Begin at the top of the following data. Copy each line exactly until you have copied the line containing "2024-01-24 at 15".

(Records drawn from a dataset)

▼

Issue #180, opened 2024-01-24
CorePostTerms doesn't expose any way to ask for the terms


jasonbahl:
When querying Blocks, if a block is of the `CorePostTerms` block type, there's no way on the block to fetch the terms.

In the Block Editor I can see the terms: 

![CleanShot 2024-01-24 at 15 55 40](https://github.com/wpengine/wp-graphql-content-blocks/assets/1260765/f8d0c0e8-0d97-400a-b0a7-8cefc3332565)

However when querying for blocks, I cannot find any field in the Schema that would allow me to fetch these terms and make use of them. 

I would like to be able to query the terms as a connection. 

Something to the tune of: 

```graphql
query WysiwygField($uri: String! = "my-uri") {
  nodeByUri(uri: $uri) {
    id
    uri
    ...on NodeWithEditorBlocks {
      editorBlocks {
        __typename
        ...on CorePostTerms {
          ## There's no way to query the terms here 🤔
          terms { ## Would be great to be able to query like this
            nodes {
              __typename
               id
               name
            }
          }
        }
      }
    }
  }
}
```

theodesp:
Hey @jasonbahl  is CorePostTerms a Block type or we have to create an artificial type there?

justlevine:
@jasonbahl afaik no query blocks are currently supported by this plugin. and @theodesp I'd be wary of creating an Artificial type to support it without planning for forward compatibility with the [Block Bindings API](https://github.com/WordPress/gutenberg/issues/54536) that we'll hopefully start seeing the impacts of in WP 6.5, and when completed should provide the missing pieces we need for FSE.

theodesp:
@jasonbahl is there a way to use the Selector API to define an array attribute for this?

With [this PR](https://github.com/wpengine/wp-graphql-content-blocks/pull/176) we support array types

So it works similar with CoreTable block

jasonbahl:
@theodesp not sure, haven't looked into it yet. 

Just was trying to use the block and determined it was essentially useless for me at the moment so wanted to open an issue to discuss. I imagine anyone else using blocks in a headless environment might find this block difficult to use as-is. 🤷🏻‍♂️ 

For the moment, I'm using an ACF Block and an ACF Field on the block to solve my current need of being able to query a list of terms from a block.

theodesp:
@jasonbahl do you think we can include an additional field to resolve the Post Terms similar to the CoreImage block?

[...]

PR #339, opened 2025-02-05
feat: Adds terms querying functionality for the CorePostTerms Block.

whoami-pwd:
### Description

Related issue: #180 

- Adds terms querying functionality for the CorePostTerms Block.
New `terms` ~~field~~ **connection** registered. ~~Resolves as a list_of TermNode~~
New `taxonomy` connection registered.

- Additionally adds support for the `prefix` and `suffix` items with correspondent newly registered string fields.

```graphql
query TestPostTerms($uri: String! = "test-terms") {
  nodeByUri(uri: $uri) {
    id
    uri
    ... on NodeWithPostEditorBlocks {
      editorBlocks {
        __typename
        ... on CorePostTerms {
          prefix
          suffix
          taxonomy {
            __typename
            node {
              __typename
              id
              name
            }
          }
          terms {
            __typename
            nodes {
              __typename
              id
              name
            }
          }
        }
      }
    }
  }
}
```

### DIFF
--- a/includes/Blocks/CorePostTerms.php
+++ b/includes/Blocks/CorePostTerms.php
@@ -1,0 +1,61 @@
+<?php
+/**
+ * Core Post Terms Block
+ *
+ * @package WPGraphQL\ContentBlocks\Blocks
+ */
+
+namespace WPGraphQL\ContentBlocks\Blocks;
+
+use WPGraphQL\ContentBlocks\Registry\Registry;
+use WPGraphQL\Model\Term;
+use WP_Block_Type;
+
+/**
+ * Class CorePostTerms.
+ */
+class CorePostTerms extends Block {
+	/**
+	 * {@inheritDoc}
+	 */
+	public function __construct( WP_Block_Type $block, Registry $block_registry ) {
+		parent::__construct( $block, $block_registry );
+
+		$this->register_list_of_terms_field();
+	}
+
+	/**
+	 * Registers a list of terms field for the block.
+	 *
+	 * @return void
+	 * @throws \Exception
+	 */
+	protected function register_list_of_terms_field() {
+		register_graphql_field(
+			$this->type_name,
+			'terms',
+			[
+				'type'        => [ 'list_of' => 'TermNode' ],
+				'description' => __( 'The terms associated with the post.', 'wp-graphql-content-blocks' ),
+				'resolve'     => static function ( $block ) {
+					$term = $block['attrs']['term'] ?? null;
+					if ( empty( $term ) ) {
+						return null;
+					}
+
+					$id = get_the_ID();
+					if ( ! $id ) {
+						return null;
+					}
+
+					$terms = get_the_terms( $id, $term );
+					if ( empty( $terms ) || is_wp_error( $terms ) ) {
+						return null;
+					}
+
+					return array_map( static fn ( $term ) => new Term( $term ), $terms );
+				},
+			]
+		);
+	}
+}
--- a/includes/Blocks/CorePostTerms.php
+++ b/includes/Blocks/CorePostTerms.php
@@ -31,7 +31,7 @@ class CorePostTerms extends Block {
 			]
 		);
 
-		$this->register_list_of_terms_field();
+		$this->register_list_of_terms_connection();
 	}
 
 	/**
@@ -58,7 +58,7 @@ class CorePostTerms extends Block {
 	 * @return void
 	 * @throws \Exception
 	 */
-	protected function register_list_of_terms_field() {
+	protected function register_list_of_terms_connection() {
 		register_graphql_connection(
 			[
 				'fromType'      => $this->type_name,
--- a/includes/Blocks/CorePostTerms.php
+++ b/includes/Blocks/CorePostTerms.php
@@ -9,6 +9,7 @@ namespace WPGraphQL\ContentBlocks\Blocks;
 
 use WPGraphQL\AppContext;
 use WPGraphQL\ContentBlocks\Registry\Registry;
+use WPGraphQL\Data\Connection\TaxonomyConnectionResolver;
 use WPGraphQL\Data\Connection\TermObjectConnectionResolver;
 use WP_Block_Type;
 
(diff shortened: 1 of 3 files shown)


includes/Blocks/CorePostTerms.php
```diff
@@ -0,0 +1,97 @@
...
+	 */
+	public const STRING_FIELDS = [ 'prefix', 'suffix', 'term' ];
+
+	/**
+	 * {@inheritDoc}
+	 */
+	public function __construct( WP_Block_Type $block, Registry $block_registry ) {
+		parent::__construct( $block, $block_registry );
+
+		foreach ( self::STRING_FIELDS as $field ) {
```
justlevine, line 29: This seems like an unnecessary abstraction. I'd recommend using `register_graphql_fields()` (plural) directly

includes/Blocks/CorePostTerms.php
```diff
@@ -0,0 +1,97 @@
...
+	 * @throws \Exception
+	 */
+	protected function register_list_of_terms_field() {
+		register_graphql_field(
+			$this->type_name,
+			'terms',
+			[
+				'type'        => [ 'list_of' => 'TermNode' ],
+				'description' => __( 'The terms associated with the post.', 'wp-graphql-content-blocks' ),
+				'resolve'     => static function ( $block ) {
```
justlevine, line 76: `terms` should be a connection, but if there was justification for it not to be, you'd want to use `$context->get_loader( 'term' )->load_deferred( $term_id )` (on my phone, confirm syntax) instead of manually converting it to a Model.

whoami-pwd: @justlevine Thank you for pointing that out!

You are absolutely right:
`array_map( static fn($term) => $context->get_loader('term')->load_deferred($term->term_id), $terms );`
aligns better with WPGraphQL best practices by leveraging deferred loading for efficiency.

Also, great call on using a connection here! I’ve updated the code accordingly 👍🏻

includes/Blocks/CorePostTerms.php
whoami-pwd: @justlevine Good idea. 
I’ve updated the code to remove the extra method call and directly register fields inside `register_graphql_fields()`. The abstraction has been minimized, but `get_string_field_config()` is still used for maintainability

theodesp (approved):
Awesome!

includes/Blocks/CorePostTerms.php
```diff
@@ -0,0 +1,86 @@
...
+
+					$resolver = new TermObjectConnectionResolver( $block, $args, $context, $info, $term );
+					$resolver->set_query_arg( 'object_ids', $post_id );
+
+					return $resolver->get_connection();
+				},
+			]
+		);
+	}
+}
```
justlevine, line 86: 1. There's 0 reason to abstract the fields into a factory. Just makes it harder to read, refactor, and fuzzies out the descrptions.
2. Just because the attribute is stupidly called `term` it's actually a `taxonomyName`, so call it such.
3. ...which means there should be a connection to the taxonomy too.
4. Always better to pass the Connection Resolver values via `$args` than it is to `->set...()` them after the fact.

```suggestion
<?php
<?php
/**
 * Core Post Terms Block
 *
 * @package WPGraphQL\ContentBlocks\Blocks
 */

namespace WPGraphQL\ContentBlocks\Blocks;

use WPGraphQL\AppContext;
use WPGraphQL\ContentBlocks\Registry\Registry;
use WPGraphQL\Data\Connection\TaxonomyConnectionResolver;
use WPGraphQL\Data\Connection\TermObjectConnectionResolver;
use WP_Block_Type;

/**
 * Class CorePostTerms.
 */
class CorePostTerms extends Block {
	/**
	 * {@inheritDoc}
	 */
	public function __construct( WP_Block_Type $block, Registry $block_registry ) {
		parent::__construct( $block, $block_registry );

		$this->register_fields();
		$this->register_connections();
	}

	/**
	 * Registers custom fields for the block.
	 */
	private function register_fields(): void {
		register_graphql_fields(
			$this->type_name,
			[
				'prefix'       => [
					'type'        => 'String',
					'description' => __( 'Prefix to display before the post terms', 'wp-graphql-content-blocks' ),
					'resolve'     => static fn ( $block ) => isset( $block['attrs']['prefix'] ) ? (string) $block['attrs']['prefix'] : null,
				],
				'suffix'       => [
					'type'        => 'String',
					'description' => __( 'Suffix to display after the post terms', 'wp-graphql-content-blocks' ),
					'resolve'     => static fn ( $block ) => isset( $block['attrs']['suffix'] ) ? (string) $block['attrs']['suffix'] : null,
				],
				'taxonomyName' => [
					'type'        => 'String',
					'description' => __( 'The taxonomy name to display terms from', 'wp-graphql-content-blocks' ),
					'resolve'     => static fn ( $block ) => isset( $block['attrs']['term'] ) ? (string) $block['attrs']['term'] : null,
				],
			]
		);
	}

	/**
	 * Registers a list of terms field for the block.
	 *
	 * @return void
	 * @throws \Exception
	 */
	protected function register_connections() {
		// Register connection to terms.
		register_graphql_connection(
			[
				'fromType'      => $this->type_name,
				'toType'        => 'TermNode',
				'fromFieldName' => 'terms',
				'resolve'       => static function ( $block, array $args, AppContext $context, $info ) {
					$taxonomy = $block['attrs']['term'] ?? null;
					if ( empty( $taxonomy ) ) {
						return null;
					}

					$post_id = get_the_ID();
					if ( ! $post_id ) {
						return null;
					}

					$args['where']['objectIds'] = $post_id;

					$resolver = new TermObjectConnectionResolver( $block, $args, $context, $info, $taxonomy );

					return $resolver->get_connection();
				},
			]
		);

		// Register connection to the taxonomy.
		register_graphql_connection(
			[
				'fromType'      => $this->type_name,
				'toType'        => 'Taxonomy',
				'fromFieldName' => 'taxonomy',
				'oneToOne'      => true,
				'resolve'       => static function ( $block, array $args, AppContext $context, $info ) {
					$taxonomy = $block['attrs']['term'] ?? null;

					if ( empty( $taxonomy ) ) {
						return null;
					}

					$resolver = new TaxonomyConnectionResolver( $block, $args, $context, $info );
					$resolver->set_query_arg( 'name', $taxonomy );

					return $resolver->one_to_one()->get_connection();
				},
			]
		);
	}
}
```

whoami-pwd: @justlevine Thank you for your insights - I appreciate the detailed feedback!

- After reviewing it again, especially considering the variations in descriptions, I agree that abstracting just three items here may not provide enough benefit to justify the added complexity of the abstractions itself.

- Good point regarding the naming - calling it `term` could indeed be misleading. I suggest we proceed with `taxonomySlug` instead of `taxonomyName` for better clarity.

- Your note about the taxonomy connection is well taken. I can see how establishing a proper connection will be beneficial, and I’ll make sure to integrate that.

- Thanks also for the suggestion on passing Connection Resolver values via `$args` rather than setting them afterward! I’ll definitely incorporate this approach where applicable.

Appreciate the guidance, and looking forward to refining this further! Let me know if you have any additional thoughts.

whoami-pwd: - ~~Good point regarding the naming - calling it term could indeed be misleading. I suggest we proceed with taxonomySlug instead of taxonomyName for better clarity.~~
I removed the taxonomy string field in favor of using the connection itself.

▲

_Result for this task_:
Issue #180, opened 2024-01-24
CorePostTerms doesn't expose any way to ask for the terms


jasonbahl:
When querying Blocks, if a block is of the `CorePostTerms` block type, there's no way on the block to fetch the terms.

In the Block Editor I can see the terms: 

![CleanShot 2024-01-24 at 15 55 40](https://github.com/wpengine/wp-graphql-content-blocks/assets/1260765/f8d0c0e8-0d97-400a-b0a7-8cefc3332565)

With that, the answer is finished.